Choice of law provisions are not mentioned in N.Y. UCC § 2-207 cmt. 4 as being among the "typical clauses which would normally 'materially alter' the contract", and a choice of law provision is not per se material under UCC § 2-207. See Liberty Steel Products, Inc. v. Franco Steel Corp., 57 F.Supp.2d 459, 465-66 (N.D. Ohio 1999). Although there is authority to the contrary, see Dassault Falcon Jet Corp. v. Oberflex Inc., 909 F.Supp. 345, 352 (MDNC 1996) (North Carolina law); Galaxy Int'l., Inc. v. White Stores, Inc., 88 F.2d 311, 320-21 (W.D. Pa. 1980) (Pennsylvania law), I find that, as is the case generally with § 2-207 additional terms, to establish materiality, the party opposing inclusion of a choice of law provision must satisfy the "surprise or hardship" test mentioned in N.Y. UCC § 207 cmt. 4.

Here, [Claimant] has not contended the New York choice of law term gave rise to either "surprise" or "hardship", and in the absence of such showing, the term became a part of the contract of sale.

(3) The limitation of liability term

A test for determining whether limitation of liability clauses constitute a § 2-207(2)(b) material alteration is set out in In re Chateaugay Corp., 22 U.C.C. Rep. Serv. 2d 1012, 1024 (Bankr. S.D.N.Y. 1994):

Between merchants, where U.C.C. § 2-207(2)(a) and 2(c) do not apply, the limitations on remedies or damages become part of the parties' agreement, unless the non-assenting party proves that (1) its inclusion constitutes unreasonable surprise in light of the parties' prior dealings, industry custom, or inconspicuousness of the term, or (2) the clause is unconscionable or (3) the limitation fails of its essential purpose.

There has been no showing by [Claimant] that inclusion of the Limitation of Liability term in [Respondent]'s Confirmation constitutes "an unreasonable surprise".

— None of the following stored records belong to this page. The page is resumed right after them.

PR #42, opened 2022-11-29
Use unsigned integers instead of signed integers for handling tag data

dralley:


src/rpm/headers/header.rs
```diff
@@ -191,67 +191,67 @@ where
...
-    pub(crate) fn get_entry_i16_array_data(&self, tag: T) -> Result<Vec<i16>, RPMError> {
+    pub(crate) fn get_entry_data_as_u16_array(&self, tag: T) -> Result<Vec<u16>, RPMError> {
         let entry = self.find_entry_or_err(&tag)?;
         entry
             .data
-            .as_i16_array()
+            .as_u16_array()
             .ok_or_else(|| RPMError::UnexpectedTagDataType {
-                expected_data_type: "i64 array",
+                expected_data_type: "uint64 array",
```
dralley, line 200: I'm conflicted about tweaking the names from the documented ones even if it makes it clearer.  Thoughts?

src/rpm/builder.rs
```diff
@@ -151,7 +152,9 @@ impl RPMBuilder {
                 .modified()?
                 .duration_since(UNIX_EPOCH)
                 .expect("something really wrong with your time")
-                .as_secs() as i32,
+                .as_secs()
+                .try_into()
+                .unwrap(),
```
cmeister2, line 157: This goes for every instance - should this be handled (by conversion into an RPMError) or expect()ed ? Or are we assuming that this is completely infallible (what happens if we parse a file with a modified date in 2040 for example - or is this just a limitation of the RPM spec?)

dralley: Well realistically for that purpose RPM needs to stop storing the tag as a 32 bit integer.  If all the integers are unsigned then that means it should be OK for any date from 1970 out to about 2100 so there is at least no "year 2038 problem"

https://github.com/rpm-software-management/rpm/issues/1084

dralley:
@drahnr How does this look?

src/rpm/headers/types.rs
```diff
@@ -3,12 +3,12 @@ use crate::{constants::*, errors};
...
 pub struct RPMFileEntry {
-    pub(crate) size: i32,
+    pub(crate) size: u32,
     pub(crate) mode: FileMode,
-    pub(crate) modified_at: i32,
+    pub(crate) modified_at: u32,
     pub(crate) sha_checksum: String,
     pub(crate) link: String,
-    pub(crate) flag: i32,
+    pub(crate) flag: u32,
```
dralley, line 11: https://github.com/rpm-rs/rpm/issues/52

src/rpm/builder.rs
```diff
@@ -439,20 +444,20 @@ impl RPMBuilder {
...
             let index = self
                 .directories
                 .iter()
                 .position(|d| d == &entry.dir)
                 .unwrap();
-            dir_indixes.push(index as i32);
+            dir_indixes.push(index as u32);
             base_names.push(entry.base_name.to_owned());
-            file_verify_flags.push(-1);
+            file_verify_flags.push(u32::MAX); // TODO: convert to bitfield or something so that we can use actual flag semantics
```
dralley, line 456: https://github.com/rpm-rs/rpm/issues/52

Cargo.toml
```diff
@@ -41,8 +41,6 @@ log = "0.4"
 itertools = "0.10"
 hex = { version = "0.4", features = ["std"] }
 zstd = "0.12.0"
-# Workaround for https://github.com/gyscos/zstd-rs/issues/177
-zstd-sys = "=2.0.4+zstd.1.5.2"
```
drahnr, line 45: Should not be part of this PR

src/constants.rs
```diff
@@ -5,6 +5,8 @@
 
 use std::fmt::Display;
 
+// TODO: these constants should probably be usize, `rpm` uses signed integers in a lot of places that
+// it probably should not.
```
drahnr, line 9: I'd prefer to reference a gh issue within TODOs

src/rpm/builder.rs
```diff
@@ -1,4 +1,5 @@
 use std::collections::{BTreeMap, BTreeSet};
+use std::convert::TryInto;
```
drahnr, line 2: OOS: Should we consider moving to edition 2021? https://doc.rust-lang.org/core/prelude/rust_2021/index.html

src/rpm/builder.rs
drahnr: Generally speaking, an `RPMError`. In this particular case, I think a `expect()` should suffice.

src/rpm/builder.rs
```diff
@@ -307,7 +312,7 @@ impl RPMBuilder {
                     header_digest_sha1.as_str(),
                     header_and_content_digest_md5.as_slice(),
                 )
-                .build(header_and_content_len as i32)
+                .build(header_and_content_len.try_into().unwrap())
```
drahnr, line 315: Could you explain why we need to replace the `as` cast? The only advantage I see is a actionable panic rather than a incorrect value, which is great! But then why are we not replacing all of them? https://play.rust-lang.org/?version=stable&mode=debug&edition=2021&gist=c7f6783c4f4b1eb6709102a1f54c7044

src/rpm/builder.rs
drahnr: Could you reference the issue within the TODO comment?

drahnr (changes requested):
Generally the core change looks good :+1: ,  but it seems there is at least one change that's unrelated/accidental, plus a few nits that ought to be resolved before merging.

src/rpm/builder.rs
dralley: >actionable panic rather than a incorrect value, which is great! 

That's basically it

>But then why are we not replacing all of them?

I mostly just changed the ones I needed to for this PR, but I think the majority of other instances of casting relate to the constants which are currently `isize`, but they're all manually defined and small numbers so they shouldn't be problematic.

dralley:
@drahnr How about now

src/constants.rs
```diff
@@ -5,6 +5,7 @@
 
 use std::fmt::Display;
 
+// @todo: https://github.com/rpm-rs/rpm/issues/54
```
drahnr, line 8:
```suggestion
// @todo: <https://github.com/rpm-rs/rpm/issues/54>
```

src/rpm/headers/header.rs
```diff
@@ -575,7 +575,7 @@ pub struct FileOwnership {
 }
 
 /// Declaration what category this file belongs to
-/// @todo must be bitflags
+/// @todo must be bitflags: https://github.com/rpm-rs/rpm/issues/52
```
drahnr, line 578:
```suggestion
/// @todo must be bitflags: <https://github.com/rpm-rs/rpm/issues/52>
```

src/rpm/headers/types.rs
```diff
@@ -3,12 +3,12 @@ use crate::{constants::*, errors};
...
 pub struct RPMFileEntry {
-    pub(crate) size: i32,
+    pub(crate) size: u32,
     pub(crate) mode: FileMode,
-    pub(crate) modified_at: i32,
+    pub(crate) modified_at: u32,
     pub(crate) sha_checksum: String,
     pub(crate) link: String,
-    pub(crate) flag: i32,
+    pub(crate) flag: u32, // @todo: https://github.com/rpm-rs/rpm/issues/52
```
drahnr, line 11:
```suggestion
    pub(crate) flag: u32, // @todo: <https://github.com/rpm-rs/rpm/issues/52>
```

src/rpm/headers/types.rs
```diff
@@ -35,6 +35,7 @@ const PERMISSIONS_BIT_MASK: u16 = 0o7777; // bit representation = "0000111111111
 const REGULAR_FILE_TYPE: u16 = 0o100000; //  bit representation = "1000000000000000"
 const DIR_FILE_TYPE: u16 = 0o040000; //      bit representation = "0100000000000000"
 
+// @todo: https://github.com/rpm-rs/rpm/issues/52
```
drahnr, line 38:
```suggestion
// @todo: <https://github.com/rpm-rs/rpm/issues/52>
```

drahnr (approved):
Looks good, the only thing that's missing is documenting the implementation detail deviation from upstream.

I think an additional file in the style of an ADR as a markdown file that can be referenced would make sense, but that's for another PR.

src/rpm/headers/types.rs
dralley: Why?

dralley:
>Looks good, the only thing that's missing is documenting the implementation detail deviation from upstream.

Which deviation?  It seems like `rpm` just stores untyped bytes and casts them at time of use based on the tag, but it uses unsigned ints when doing so.  Or do you mean the names of the types?

drahnr:
I mean the different implementation details of treating them as unsigned where as treating them as signed upstream at the initial parsing state. If I was to look at the code, that'd be so erging very apparent and should be documented in some way.

dralley:
Are you referring to https://github.com/rpm-software-management/rpm/blob/master/lib/header.c#L760-L789?

If you look at the definition of `htonl` and `htonll`, it's using unsigned integers.  The annoying thing is just how inconsistent they are about what types are used where, casting back and forth constantly.

src/rpm/builder.rs
drahnr: I'd prefer if this was done all in one go, or it's only done for the particular item, but iiuc it's neither? Sorry for being picky, I simply want to avoid this project going the same path as upstream.

drahnr:
What's left to do:
* [ ] document why we're changing this, it's non obvious why there is a deviation from the C rpm source-  yes,  "original C rpm" makes no sense and is a mess, but _we_ should strive for clarity _why_ we make certain choices. The documentation is still missing. One way of documenting would be `Architecture Decision Records` - just a few markdown files in a specified folder covering the design constraints and ultimate the rationale for the choice. I am open for alternatives, but there _must_ be documentation
* [ ] make sure the changeset is applied thoroughly to the entire codebase

dralley:
@drahnr I think I remember seeing that you had added some commits but I believe I force-pushed over them this morning by accident.

In terms of documentation, honestly I'd rather just try to complain upstream and get it fixed (or at least documented) there `https://github.com/rpm-software-management/rpm/pull/2316`

drahnr:
Ok, I see in that case it should be fine

Regarding the commits, it was only about adding `<` `>` around the links ac Ording to markdown spec

dralley:
I'm confused why Markdown formatting is desirable when they will never be rendered as such - most are just standard comments, and the two that are doc comments, are on private functions.  I would think it would just get in the way when looking at the source code and trying to copy the link.

src/rpm/headers/header.rs
```diff
@@ -575,7 +575,6 @@ pub struct FileOwnership {
 }
 
 /// Declaration what category this file belongs to
-/// @todo must be bitflags
```
dralley, line 578: I'm not sure that using bitflags in this particular spot makes sense, since AFAIK the file can only belong to one category.

drahnr:
> I'm confused why Markdown formatting is desirable when they will never be rendered as such - most are just standard comments, and the one that is part of a doc comment, is on a private function. I would think it would just get in the way when looking at the source code and trying to copy the link - source code readers being the intended audience for any "todo" comment.

Because if your editor is markdown aware, you don't need to copy it, but just click / toggle to the link and hit enter :) but that might be just me

drahnr:
@dralley do you intend to get rid of _all_ `i32` instances, since to my understanding none of the ones left bear any meaning for negative numbers, and there are quite a few. I am reluctant to merge a partial changeset. I'd prefer if we'd use proper link delimiters, such that tooling like i.e. `cargo-spellcheck` can be used on _all_ comments, dev, public, private whatever.

Other than that, LGTM

The remaining files with `i32`s where there is no use for negative numbers: 
```
src/constants.rs
src/errors.rs
src/rpm/builder.rs
src/rpm/headers/signature_builder.rs
src/rpm/headers/header.rs
src/rpm/headers/types.rs
```

dralley:
>     Because if your editor is markdown aware, you don't need to copy it, but just click / toggle to the link and hit enter :) but that might be just me

My editor (VSCode) detects links even without the angle brackets so I've never noticed a difference.  If you feel strongly though, I can add them.  They at least don't seem to interfere with VSCode.

>@dralley do you intend to get rid of all i32 instances, since to my understanding none of the ones left bear any meaning for negative numbers, and there are quite a few. 

For the moment it's just limited to integers involved in handling tag data, specifically.  I filed a separate issue to update the constants and any other places I would consider out of scope for the PR for now.

drahnr:
In my opinion, that is insufficient. It's in another repo, in a closed issue/PR, hard to discover!
What I think is the reasonable bare minimum to track these implementation changes as content changes.
Just a text file, describe the motivation, link it from the most pivotal point in code, add the links to issues and issue comments to that file, but also provide sufficient rationale right there to understand the why.

I don't see any downside to the outlined approach, and I do feel strongly about it.

Other than that, it's good to go. But that rationale has to be written down, it's going to be a change through the entirety of the codebase at the tag level.

drahnr:
> > ```
> > Because if your editor is markdown aware, you don't need to copy it, but just click / toggle to the link and hit enter :) but that might be just me
> > ```
> 
> My editor (VSCode) detects links even without the angle brackets so I've never noticed a difference, but they don't seem to interfere with VSCode so I will add them back.

Interesting, my fault, I really thought it only detected the marked urls in markdown, maybe that's true for `http` prefixed ones. It still doesn't hurt to add them, they're spec'd out <https://www.markdownguide.org/basic-syntax#urls-and-email-addresses>, and other tools, pick them up better than inline unmarked links

drahnr (approved):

With respect to unconscionability: "It is extremely rare for a court to find an unconscionable limitation on consequential damages in a contract between experienced businessmen in a commercial setting." In re Chateaugay Corp., 22 U.C.C. Rep. Serv. 2d 1012, 1028 (Bankr. S.D.N.Y. 1994). There is no reason to deviate from this general rule. Both [Respondent] and [Claimant] are experienced business entities; there is no contention [Claimant] was duped or overborne by [Respondent]; the provision was identified in bold print, and simply worded. See Suzy Phillips Originals, Inc. v. Coville, Inc., 939 F.Supp. 1012, 1018 (E.D.N.Y. 1996), aff'd, 125 F.3d 845 (2d Cir. 1997); Wilson Trading Corp. v. David Ferguson, Ltd., 23 N.Y.2d 398, 297 N.Y.S.2d 108, 244 N.E.2d 685 (1968); In re Chateaugay Corp., 22 U.C.C. Rep. Serv. 2d 1012, 1024, 1025 (S.D.N.Y. 1994).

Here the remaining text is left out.